There is no argument that providing bi-annual or annual HVAC system service/maintenance agreements can be vital to consumers’ peace of mind as well as to a contracting firm looking to even out the seasonality of the business. And typically, April is the time when most contractors are looking to renew and sell these instruments.

However, there is one aspect of maintenance agreements that may be back-burnered by contractors: providing true value versus the cost. For some contractors, it is a numbers game ‘ bragging rights as to how many agreements they have and service. Others succumb to the marketplace pressures where competitors and some ‘consumer media’ tell customers that maintenance agreements are just a way for your company to squeeze more dollars from their pockets.

For those who are all about bragging rights, you are missing the point. On the other hand, if the number of agreements your company sells and services is vital to the continued success of your firm by bringing in additional revenue during shoulder seasons, then you are right on point. The intent isn’t to rip off customers.

True Value

However, to avoid any misunderstandings you must show the true value of your maintenance agreements to customers.
First, pricing needs to be fair. Maintenance agreements shouldn’t be so expensive that customers think it’s a rip-off and may only consider buying one-off services when they need it. Still, pricing should be high enough to cover costs and provide you a fair margin.

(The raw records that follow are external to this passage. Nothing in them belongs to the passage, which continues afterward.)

PR #3084, opened 2018-11-07
Use the env var for finding a socket.

aereaux:
This allows one to specify the wayland socket to use, as recommended by https://github.com/wayland-project/wayland/commit/c7dbaa1cfda68185b3b0d3665efdf4620c66531e

### DIFF
--- a/sway/server.c
+++ b/sway/server.c
@@ -141,8 +141,15 @@ bool server_init(struct sway_server *server) {
 	wlr_export_dmabuf_manager_v1_create(server->wl_display);
 	wlr_screencopy_manager_v1_create(server->wl_display);
 
-	server->socket = wl_display_add_socket_auto(server->wl_display);
-	if (!server->socket) {
+	server->socket = getenv("WAYLAND_DISPLAY");
+	int ret = 0;
+	if (server->socket) {
+		ret = wl_display_add_socket(server->wl_display, server->socket);
+	}
+	else {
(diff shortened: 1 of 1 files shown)


RyanDwyer:
In this branch, to run sway in a nested session, I now have to either unset `WAYLAND_DISPLAY` or set it to something like `wayland-1`. Is this intentional?

aereaux:
It's not really intentional, but it is a side effect.  Do you think it would be better to get it from an argument instead?  That's the only easy fix I can think of.

ascent12:
I think adding this as a config option and/or a command line option would be better than an environment variable.
The client is the one that reads WAYLAND_DISPLAY. We're supposed to be the ones setting it.

martinetd:
Alternatively could try to use it or if it fails fallback to auto, but I agree using the same environment variable isn't ideal...

SirCmpwn:
Eh, I'm not a fan of this change.

emersion:
Me neither.

aereaux:
Is there another approach that would be better, like using an argument or a config option?  I really would like a way to do this, because I frequently run into the issue in the commit I linked.

SirCmpwn:
I'm not really interested in fixing this. You can export GDK_BACKEND=x11 or something similar in your X environment, perhaps.

emersion:
You can also set `WAYLAND_DISPLAY=''` in your X11 env.

PR #3086, opened 2018-11-08
gaps: remove duplicate inner gaps

RedSoxFan:
Removes duplicate inner gaps between two containers. See https://github.com/swaywm/sway/issues/307#issuecomment-165437419.

Instead of dividing the gaps by two between two containers as suggested, I decided to do the following:
1) Inner gaps are always added to the right and bottom sides
2) Inner gaps are only added to the top side when the container's y location matches the workspace's y location without inner gaps applied
3) Inner gaps are only added to the left side when the container's x location matches the workspace's x location without inner gaps applied

I think this solution is better since the inner gaps are guaranteed to be integer values instead of having to deal with half pixel values when dividing an odd inner gap by two.

### DIFF
--- a/include/sway/tree/container.h
+++ b/include/sway/tree/container.h
@@ -104,7 +104,12 @@ struct sway_container {
 	bool border_right;
 
 	// The gaps currently applied to the container.
-	double current_gaps;
+	struct {
+		int top;
+		int right;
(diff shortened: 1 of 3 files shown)


SirCmpwn:
Thanks!

PR #3087, opened 2018-11-08
Implement per side and per direction outer gaps

### LINKED ISSUE #3059: gaps: support side-specific gap configuration
https://github.com/Airblader/i3/pull/211

RedSoxFan:
Closes #3059 

This introduces the following command extensions from `i3-gaps`:
* `gaps horizontal|vertical|top|right|bottom|left <amount>`
* `gaps horizontal|vertical|top|right|bottom|left all|current set|plus|minus <amount>`
* `workspace <ws> gaps horizontal|vertical|top|right|bottom|left <amount>`

`inner` and `outer` are also still available as options for all three of the above commands. `outer` now acts as a shorthand to set/alter all sides.

Additionally, this fixes two bugs with the prevention of invalid gap configurations for workspace configs:
1. If outer gaps were not set and inner gaps were, the outer gaps would be snapped to the negation of the inner gaps due to `INT_MIN` being less than the negation. This took precedence over the default outer gaps.
2. Similarly, if inner gaps were not set and outer gaps were, inner gaps would be set to zero, which would take precedence over the default inner gaps.

Fixing both of the above items also requires checking the gaps again when creating a workspace since the default outer gaps can be smaller than the negation of the workspace specific inner gaps.

### DIFF
--- a/include/sway/config.h
+++ b/include/sway/config.h
@@ -168,6 +168,16 @@ struct output_config {
 };
 
 /**
+ * Stores size of gaps for each side
+ */
+struct side_gaps {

Second, you should provide options ‘ different types and/or levels of maintenance so your customers have choices.

Create Club Memberships

Take, for example, the approach to maintenance agreements as a membership or VIP club. By providing points that equate to discounts for consumers on services, you can entice them to buy maintenance agreements from you.

A great example is how Rob Minnick and his team at Minnicks, Inc. do this very thing. Read all about it on page 13 of this issue. In fact, Rob takes it one step further. He offers customers three choices, one of which is a unique program called Smart Maintenance. With that, he can remotely monitor and manage customer systems without having to bring on more staff and more overhead.

The Performance Approach

Furthermore, Rob creates value through programs like VIP memberships and smart maintenance. Plus his field service and installation teams operate under the Performance-Based Contracting’ method. This means all maintenance tasks include static pressure/temperature testing as well as ductwork analysis and diagnoses. His customers receive value in comfort and energy efficiency. They have the peace of mind knowing Minnicks is watching out for them.

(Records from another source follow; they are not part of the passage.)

PR #3089, opened 2018-11-08
Fix building with clang

sghctoma:
The `struct sway_container *other` variable in swap.c was potentially used uninitialized, depending on an "if" statement.


emersion:
Thanks!

PR #3108, opened 2018-11-11
Allow multiple outputs for workspace output

RedSoxFan:
Related to #3082 
i3 documentation: https://i3wm.org/docs/userguide.html#workspace_screen
`workspace <workspace> output <outputs>`

`i3 4.16` allows users to list multiple outputs for a workspace and the first available will be used.

Additionally when the workspace is created, the outputs get added to the output priority list in the order specified. This ensures that if a higher output gets connected, the workspace will move to the higher output. This works the same way as if the user had a workspace on an output, disconnected the output, and then later reconnected the output.

### DIFF
--- a/sway/commands/workspace.c
+++ b/sway/commands/workspace.c
@@ -21,6 +21,7 @@ static struct workspace_config *workspace_config_find_or_create(char *ws_name) {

This is so important for three reasons: It differentiates Minnick’s from its competitors, it brings in much-needed revenues, and provides his customer base with a value that flies in the face of negativity reported from sources like  and Angie’s List.

So the question is, are you more concerned with the number of agreements you sell or are you focused on providing true value to customers? What are some unique value propositions that your maintenance approach brings to the market?